Generalized Low Rank Approximation of Matrices
Generalized Low Rank Approximations of Matrices
JIEPING YE*jieping@cs.umn.edu
Department of Computer Science & Engineering,University of Minnesota-Twin Cities, Minneapolis, MN 55455, USA
Published online:12 August 2005
Abstract.The problem of computing low rank approximations of matrices is considered. The novel
aspect of our approach is that the low rank approximations are on a collection of matrices. We formulate this as an optimization problem, which aims to minimize the reconstruction (approximation) error. To the best of our knowledge, the optimization problem
proposed in this paper does not admit a closed form solution.
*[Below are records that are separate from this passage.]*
PR #607, opened 2026-06-16
feat: adding bash tool guard

fals:
## Description

This is an opinionated direction, we MUST always steer models to use Read, Edit, Write instead of sed, grep, cat or whatever they would use to read and edit files. WHY? Because using full bash is error prone and creates unnecessary errors and loops and worse it does not activate LSP.

## Type of Change

Introducing a bash tool guard that steers LLM to prefer using read, edit and write, added telemetry for us to track this. The user can opt out and and if explicitly say `use cat` to read file it skips guard

- [ ] Bug fix
- [x] New feature
- [ ] Breaking change
- [ ] Documentation update

### DIFF
--- a/docs/bash-tool-guard.md
+++ b/docs/bash-tool-guard.md
@@ -1,0 +1,193 @@
+# Bash-tool guard
+
+Steers the LLM away from using `bash` for tasks that have a dedicated
+non-shell tool (`read`, `edit`, `write`). The replacement tools are
+cheaper (less output lands in context) and trigger LSP-aware tooling
+(hover, definition, diagnostics) when reading or editing code.
+
+## What it catches
+
+| Category | Patterns | Suggested tool |
+|---|---|---|
+| **read** | `cat <file>`, `head <file>`, `tail <file>`, `less <file>`, `more <file>`, `bat <file>`, `batcat <file>`, `sed -n '<range>p' <file>` | `read` |
+| **edit** | `sed -i '...' <file>`, `sed -i.bak '...' <file>`, `perl -i -pe '...' <file>`, `perl -i.bak ...`, `awk -i inplace '...' <file>` | `edit` |
+| **write** | `echo ... > file`, `printf ... > file`, `cat <<EOF > file`, `cat > file <<EOF`, `tee <file>`, any `>` / `>>` to a non-stream target | `edit` / `write` |
+
+Stream targets like `/dev/null`, `/dev/stdout`, `/dev/stderr` are not
+flagged because they discard or duplicate state rather than creating it.
+
+## What it does NOT catch (intentional)
+
+- `grep`, `rg`, `ag` — legitimate uses outside code-search (log inspection, `/etc/`, one-off filtering)
+- `find` — already a dedicated tool, plus complex queries that the dedicated `find` tool can't replace
+- `ls` — already a dedicated tool
+- `git`, `pnpm`, `node`, `cargo`, etc. — execution tools with no dedicated non-shell alternative
+- All other shell commands — only the patterns above are guarded
+
+## Behaviour
+
+1. **First match per category in a session** — the LLM is steered (a
+   message is injected into the conversation) explaining the better tool.
+   The bash call still executes.
+2. **Second match for the same category** — hard-blocked. The bash call
+   is refused with a reason pointing at the right tool.
+3. **Per-category counters** — `cat` doesn't burn the budget for `sed -i`.
+   A session can have one read warning, one edit warning, and one write
+   warning independently.
+4. **Per-category thresholds** — read/edit/write can each have their own
+   warn threshold. Default is 1 (warn once, then block). Set
+   `warnThresholds: { read: 3 }` to be more lenient on reads.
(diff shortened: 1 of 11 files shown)


fals:
@getkimchi review

src/extensions/telemetry/index.ts
```diff
@@ -401,6 +412,65 @@ function onFermentSteering(raw: unknown): void {
...
+	if (!isEnabled()) return
+	const ctx = _ctx
+	if (!ctx) return
+	const payload = raw as BashToolGuardWarnPayload
+	ctx.emit("bash_tool_guard.warn", {
+		model: ctx.currentModel,
+		category: payload.category,
+		count: payload.count,
+		// Trim matched segment so we don't leak huge command strings into telemetry.
+		segment_preview: payload.matchedSegment.slice(0, 80),
```
pmateusz: This sends raw command text to telemetry via `segment_preview`. For write/edit patterns, the first 80 characters can include user data or secrets inline (`echo "..." > file`, heredocs, `sed` replacement strings), and existing telemetry otherwise hashes file paths and avoids file contents. Can we drop `segment_preview` from OTLP and report only structured fields such as `category`, `program`, and `count`?

docs/bash-tool-guard.md
```diff
@@ -0,0 +1,193 @@
...
+- `git`, `pnpm`, `node`, `cargo`, etc. — execution tools with no dedicated non-shell alternative
+- All other shell commands — only the patterns above are guarded
+
+## Behaviour
+
+1. **First match per category in a session** — the LLM is steered (a
+   message is injected into the conversation) explaining the better tool.
+   The bash call still executes.
+2. **Second match for the same category** — hard-blocked. The bash call
+   is refused with a reason pointing at the right tool.
```
pmateusz: I am concerned about making the second occurrence a hard block by default. The replacement tool may be unavailable, insufficient for the specific task, or misconfigured in some environments, and the explicit-intent bypass only covers English/predicted prompt patterns. Could we ship this as warn/steer-only first, or make hard blocking opt-in/configurable until telemetry shows it does not stall sessions?

docs/bash-tool-guard.md
```diff
@@ -0,0 +1,193 @@
...
+```json
+{
+  "resources": {
+    "extensions.bash-tool-guard": false
+  }
+}
+```
+
+Or via the kimchi TUI's resource toggle. A restart is required
+(`restartRequired: true`).
```
pmateusz: Why does toggling this extension require a full restart? In ACP a single process can host multiple sessions, so process-level restart is a fairly heavy operational requirement. Would `/reload` be enough here, or can this be wired so the resource toggle is checked dynamically by the `tool_call` handler?

docs/bash-tool-guard.md
```diff
@@ -0,0 +1,193 @@
...
+
+- `src/extensions/bash-tool-guard.test.ts` — 111 unit tests covering
+  pattern detection (read/edit/write categories), compound commands,
+  RTK-wrapped commands, per-category counters, threshold configuration,
+  explicit-request detection (program-name + semantic intent),
+  word-boundary matching.
+- `src/extensions/bash-tool-guard.integration.test.ts` — 34 integration
+  tests covering wiring, session_start reset, user-input reset, plan-mode
+  disable, explicit-request flow, compound commands, semantic intent
+  override, telemetry event emission.
```
pmateusz: I would avoid documenting the exact number of tests here. That count will drift as tests are added or removed, so the docs will need maintenance even when user-visible behavior has not changed. A qualitative note like “unit and integration coverage” should be enough.

fals: Yes that's LLM leftovers fixed

docs/bash-tool-guard.md
fals: Note taken, reworked it

src/extensions/telemetry/index.ts
fals: I used proper tool name now, makes no sense the segment indeed

docs/bash-tool-guard.md
fals: This is opt-in now, I'm an optmistic enginner, worked on my machine forgot the rest of the world

src/cli.ts
```diff
@@ -419,6 +420,9 @@ try {
 			explorationGuardExtension,
 			reviewWriteGuardExtension,
 			lspExtension,
+			...enabledExtensionFactories([
```
pmateusz: The dynamic resource toggle only works if this extension was enabled at startup. If `extensions.bash-tool-guard` is disabled in settings before launch, `enabledExtensionFactories` filters the factory out here, so `/resources enable extensions.bash-tool-guard` only updates settings; no `tool_call` handler exists until restart. Since the resource no longer has `restartRequired`, the UI/docs imply enable takes effect immediately. Can we either always register the extension and rely on the runtime `isResourceEnabled` check, or keep/document restart-required for enable-from-startup-disabled?

pmateusz (approved):

src/cli.ts
fals: let me know if this would do? I changed the code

We thus derive an iterative algorithm, namely GLRAM, which stands for the Generalized Low Rank Approximations of Matrices. GLRAM reduces the reconstruction error sequentially, and the resulting
approximation is thus improved during successive iterations. Experimental results show that the algorithm converges rapidly.
We have conducted extensive experiments on image data to evaluate the effectiveness of the proposed algorithm and compare
the computed low rank approximations with those obtained from traditional Singular Value Decomposition (SVD) based methods. The comparison is based on the reconstruction error, misclassification error rate,and computation time. Results show that GLRAM is competitive
with SVD for classification, while it has a muchlower computation cost. However, GLRAM results in a larger reconstruction error than SVD. To further reduce the reconstruction error, we study the combination of GLRAM and SVD, namely GLRAM + SVD, where SVD is
repreceded by GLRAM. Results show that when using the same number of reduced dimensions, GLRAM+SVD achievessignificant
reduction of the reconstruction error as compared to GLRAM, while keeping the computation cost low.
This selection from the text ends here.